Among the lines below, which ones contain the word "Analytics"? Copy every such line.
(RECORDED INFORMATION begins)
PR #133, opened 2018-07-03
Don't assume Google Analytics is present

dmethvin-gov:
The forms system attempts to report form stats (errors or successful submits) via Google Analytics. The current code throws an error if `window.dataLayer` is missing. This change skips GA reporting if GA hasn't been loaded. That case can occur either because the app author elected to not use GA in their project or the user's browser has refused to load GA, for example it is using an ad blocker.


dmethvin-gov:
Sorry, I'm not used to having the built files committed! I guess I need to work on that commit hook. 😺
(RECORDED INFORMATION ends)
WORKED SOLUTION:
Don't assume Google Analytics is present
The forms system attempts to report form stats (errors or successful submits) via Google Analytics. The current code throws an error if `window.dataLayer` is missing. This change skips GA reporting if GA hasn't been loaded. That case can occur either because the app author elected to not use GA in their project or the user's browser has refused to load GA, for example it is using an ad blocker.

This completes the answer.